§ **WHAT YOU HAVE TO DO**:
The answer should consist of each line below that contains the word "there".

==== GIVEN RECORDS

Issue #235, opened 2016-01-26
Forcing sentence segmentation for newlines


scottyli:
Is there a way to force sentence segmentation when a newline `\n` character is found?

For example,

``` md
Hey Honnibal,

This is a great library for 2 reasons:
 - It's fast
 - It's accurate

```

This is parsed as 1 sentence using `nlp(text)`. However, it'd be great if it was parsed as 4 sentences, because of the newline. E-mail data tends to be in this format.

I've searched the docs but couldn't find anything. Is there a workaround?

Thanks!

Nogreedy:
How can I contact you about TipperCoin/TwitterCoin (it doesn't work anymore and my Bitcoins are stuck) ?

wbwseeker:
If you are sure that newlines will always coincide with sentence boundaries, you can just split your documents at newlines and feed them to spaCy piece by piece.

honnibal:
I think it's weird at the moment that there's really no way to set the sentence boundaries yourself. If we had some way to do that, then users could set the attribute before parsing. Then we just have to make sure the transition system respects the existing data in the token.

The tricky thing is that writing to `token.sent_start` might leave the parse in an invalid state, and I'm not sure I like the idea of quietly fixing up a bunch of other words' `.dep`, `.head` etc attributes because you wrote to one token's `sent_start`. A `doc.break_sent(i)` method is probably more sensible. On the other hand, if `doc.is_parsed == False`, then writing the sentence boundary should be unproblematic. 

We should also have a `SENT_START` attribute. It's pretty weird that it's missing --- it means there's no way to export the sentence boundaries into the array at the moment. We would have to decide how to handle it in `doc.from_array` though.

So, here's my proposal. It's designed for now not to break anything, and to be better than the current status quo:

* Add a `SENT_START` attribute.
* Raise error if both `SENT_START` and `HEAD` are being set at the same time in `doc.from_array`
* Allow writing to `token.sent_start`. Raise if `self.doc.is_parsed == True`.
* Debate how to relax the constraint that you can only break *after* parsing.
* Consider changing the features in the tagger, so that the `N1` and `N2` token features take `EOL` values when they hit a sentence boundary. This will allow users to make sure that the tagger behaves just as if the string ends there.

[...]

PR #1400, opened 2017-10-08
💫 Force parser to respect preset sentence boundaries

honnibal:
This patch allows use of separate sentence segmentation and parsing components. Previously this didn't work correctly, because you could add sentence boundaries, but they didn't properly constrain the parser.

The patch fixes the problem by introducing ternary value semantics for the `token.sent_start` attribute. Previously this attribute took two values in `{True, False}`. It now takes values in `{True, False, None}`. In the C data, the mapping is `{1: True, 0: None, -1: False}`.

When `token.sent_start` is set to `None` (default), the parser can predict a sentence starting with that token. If you set it to `True`, the parser *must* predict a sentence on that token. `False` prevents a sentence.

So let's say you get sentence boundaries from some other function you have, that takes text and returns `(start_char, end_char)` tuples, that give the sentence spans. With the new pipeline management API, you'll be able to do the following:

```python

from somewhere_else import sentence_segmenter

def set_sent_starts(doc):
    for sent_start_char, sent_end_char in sentence_segmenter(doc.text):
        sent = doc.char_span(sent_start_char, sent_end_char)
        sent[0].sent_start = True
        for token in sent[1:]:
            token.sent_start = False
    return doc

nlp = spacy.load('en')
nlp.add_pipe(set_sent_starts, name='sentence_segmenter', before='parser')
```

As a small extra, I've also included an addition `Span` method, `span.as_doc()`. This has been suggested elsewhere, and it provides a useful alternative for some situations. The `span.as_doc()` method creates a `Doc` object with the same tokens as the span, **without copying the token data**. This means the new `Doc` object acts as a view, so when you write to it, your changes are reflected in the original `Doc`. This way, if you have a component that works over `Doc` objects, you can easily convert it to process sentences independently. We should probably have a wrapper to handle the most general transformation. Something like this:

```python

def doc_to_sent_adaptor(component):
    def doc2sent_inner(doc):
        for sent in doc.sents:
            component(sent.as_doc())
        return doc
    return doc2sent_inner
```

You would be able to wrap any component that has in-place semantics this way.

Re #235  #363 #1105 

CC @christian-storm        

## Types of changes

## Checklist:

### DIFF
--- a/spacy/structs.pxd
+++ b/spacy/structs.pxd
@@ -61,13 +61,13 @@ cdef struct TokenC:
     attr_t sense
     int head
     attr_t dep
-    bint sent_start
 
     uint32_t l_kids
     uint32_t r_kids
     uint32_t l_edge
     uint32_t r_edge
 
+    int sent_start
     int ent_iob
     attr_t ent_type # TODO: Is there a better way to do this? Multiple sources of truth..
     hash_t ent_id
--- a/spacy/syntax/_state.pxd
+++ b/spacy/syntax/_state.pxd
@@ -307,6 +307,8 @@ cdef cppclass StateC:
             this._stack[this._s_i] = this.B(0)
         this._s_i += 1
         this._b_i += 1
+        if this.B_(0).sent_start == 1:
+            this.set_break(this.B(0))
         if this._b_i > this._break:
             this._break = -1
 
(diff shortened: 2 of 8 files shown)


huajunzeng:
Hi, thanks a lot since this is a very desired feature. Is this only possible in v2, or also can be done in 1.x?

========

§ **EXERCISE ANSWER**:
Is there a way to force sentence segmentation when a newline `\n` character is found?
I've searched the docs but couldn't find anything. Is there a workaround?
I think it's weird at the moment that there's really no way to set the sentence boundaries yourself. If we had some way to do that, then users could set the attribute before parsing. Then we just have to make sure the transition system respects the existing data in the token.
We should also have a `SENT_START` attribute. It's pretty weird that it's missing --- it means there's no way to export the sentence boundaries into the array at the moment. We would have to decide how to handle it in `doc.from_array` though.
* Consider changing the features in the tagger, so that the `N1` and `N2` token features take `EOL` values when they hit a sentence boundary. This will allow users to make sure that the tagger behaves just as if the string ends there.
     attr_t ent_type # TODO: Is there a better way to do this? Multiple sources of truth..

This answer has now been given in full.